In Nepal’s Capital, Protesters Call for Return to Monarchy, Hindu State

The violent clashes that followed drew attention to long-standing discontent with Nepal’s current governance system.

In Nepal’s Capital, Protesters Call for Return to Monarchy, Hindu State
Credit: Depositphotos

On November 23, thousands of demonstrators gathered in Kathmandu, Nepal’s capital, calling for the restoration of the monarchy and the country’s prior position as an officially Hindu state (currently, Nepal’s constitution defines the country as a secular state). Supporters of the “citizen’s movement to protect the nation, nationalism, religion, and culture” gathered on the outskirts of Kathmandu and attempted to march into the city’s center carrying Nepali flags and chanting slogans in support of former King Gyanendra. 

To stop the march, police used water cannons and tear gas and beat demonstrators with batons. Both sides suffered minor injuries. Authorities had prohibited protests in various districts of Kathmandu before the gathering, which was attended by followers of the former king from around the country.

The abolition of Nepal’s centuries-old monarchy in 2008 marked a significant turning point in the nation’s history. Intense, weeks-long street protests in 2006 compelled then-King Gyanendra to relinquish his authoritarian rule and usher in the era of democracy. Two years later, the monarchy was officially abolished, reshaping Nepal’s political landscape. 

Following this transformative shift, King Gyanendra found himself navigating life as a private citizen. Despite the loss of his regal status, he has managed to maintain a degree of support among the populace. However, the prospects of him reclaiming the throne remain minimal, given the altered political landscape and the prevailing sentiment in favor of democratic governance. 

In 2007, Nepal underwent another pivotal change when it was declared a secular state through an interim constitution. This move reflected a commitment to religious neutrality and the recognition of diverse faiths within the country. The declaration of secularism was emblematic of Nepal’s pursuit of a more inclusive and pluralistic society. However, more than 80 percent of Nepalis are Hindu, and many believe their country should embrace an officially Hindu identity at the state level.

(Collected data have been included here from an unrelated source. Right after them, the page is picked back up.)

PR #572, opened 2026-05-25
feat(bridge-exec): wire CPFP + aggressive RBF for bridge txs (STR-3439)

Zk2u:
## Description

Wires CPFP fee-bumping for **15 of 17** bridge tx kinds via v3 1P1C packages submitted with `submitpackage`. Aggressive RBF on every new block, mempool eviction, and a configurable timer tick (default 30 s).

Both `CpfpStrategy` variants are wired:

The protesters expressed their dissatisfaction with national governance since the monarchy was abolished and their desire for a change in the political system. They accused the government and political parties of corruption and failed governance. They demanded the reinstatement of the monarchy and the establishment of Nepal as a Hindu state. 

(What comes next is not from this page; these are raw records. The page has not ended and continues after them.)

PR #574, opened 2026-05-26
Wire bridge logging and metrics

voidash:
## Description

Wires shared `strata-logging` and `strata-metrics` into `strata-bridge` for STR-3586.

This adds process metrics initialization, Prometheus exporter config for local Docker nodes, and a low-cardinality `strata_bridge_node_info` gauge with static labels for service, mode, network, version, active exporter path, P2P scoring preset, Bitcoin ZMQ status, and FDB TLS status.

### Type of Change

- [x] Documentation update
- [x] Refactor
- [x] New or updated tests
- [x] Dependency Update

## Notes to Reviewers

Pre-PR review found one issue and fixed it: config parsing no longer debug-logs parsed config structs, which could expose values such as RPC passwords.

Dependency boundary is intentional: only `strata-logging` and `strata-metrics` use `strata-common` `v0.1.0-alpha-rc24`; protocol/data crates remain on `v0.1.0-alpha-rc21` to avoid duplicate type conflicts with existing pinned dependencies.

Created and pushed `strata-common` tag `v0.1.0-alpha-rc24` from `main` commit `f93a3b7c4f2381dca87354aa59ebadbc4bc40755`.

Verification run:

- `cargo fmt --all --check`
- `cargo check --workspace --all-targets`
- `cargo test -p strata-bridge`
- `git diff --check`

AI assistance notice: Prepared with Codex.

## Checklist

## Related Issues

STR-3586: https://alpenlabs.atlassian.net/browse/STR-3586


Rajil1213:
@voidash CI needs fixing. You should just be able to run `just lint-fix-ws`.

bin/dev-cli/src/main.rs
```diff
@@ -5,24 +5,40 @@ mod handlers;
...
 use crate::handlers::{bridge_in, checkpoint, claim, contest};
 
 mod cli;
 
 #[tokio::main]
 async fn main() -> Result<(), Error> {
-    logging::init(LoggerConfig::new("dev-cli".to_string()));
+    let service_label = logging::get_service_label_from_env();
+    let otlp_url = logging::get_otlp_url_from_env();
+    init_logging_from_config(LoggingInitConfig {
```
Rajil1213: This is fine but also unnecessary since the `dev-cli` is only used in tests and local runs.

bin/strata-bridge/src/main.rs
```diff
@@ -75,6 +65,50 @@ fn main() {
...
+    emit_node_info_metric(&NodeInfoLabels {
+        service: &service_name,
+        mode: &mode_label,
+        network: &network_label,
+        version: env!("CARGO_PKG_VERSION"),
+        metrics_exporter,
+        p2p_scoring_preset,
+        btc_zmq,
+        fdb_tls,
+    });
```
Rajil1213: Can you move all this to a different module? Let's keep the `main` function succinct so that it is easy to follow.

bin/dev-cli/src/main.rs
Rajil1213: On the other hand, the `secret-service` does need this.

Rajil1213 (changes requested):
Looks good overall. The main change required is to add the observability infra on the secret service as well. This may or may not end up being used in prod but it'll be nice to have that option even if we set the OTLP config to `None`.

Another note is to use rebases instead of merges to resolve conflicts so that the commit history remains linear. In fact, I highly recommend dropping the last commit in this PR which has no code changes.

Rajil1213 (approved):
This looks good to go now.

Rajil1213:
Bypassing the merge queue as codeberg is facing [gateway timeout issues](https://codeberg.org/Codeberg/Community/issues/2596) while fetching `flexitest`.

The youth, in particular, have become disillusioned with democracy and political parties. Nepal’s ruling party has been unpopular as of late as they are embroiled in inter-party fighting and corruption. To many Nepalis, their government’s failure to control the pandemic was a particularly poignant demonstration of the political establishment’s ineptitude. The role of youth in the protest movement was highlighted by the widespread use of social media to mobilize support for their cause. 

The movement to restore the monarchy and reestablish Nepal as a Hindu state reflects this political landscape and the deep-rooted sentiments of a significant portion of the population. The protests have brought to the forefront the ongoing debate about the country’s political system and the role of the monarchy in Nepal’s governance. The clashes between protesters and police in Kathmandu have drawn attention to the complex dynamics of governance, identity, and political representation in Nepal, signaling a significant moment in the country’s ongoing political evolution.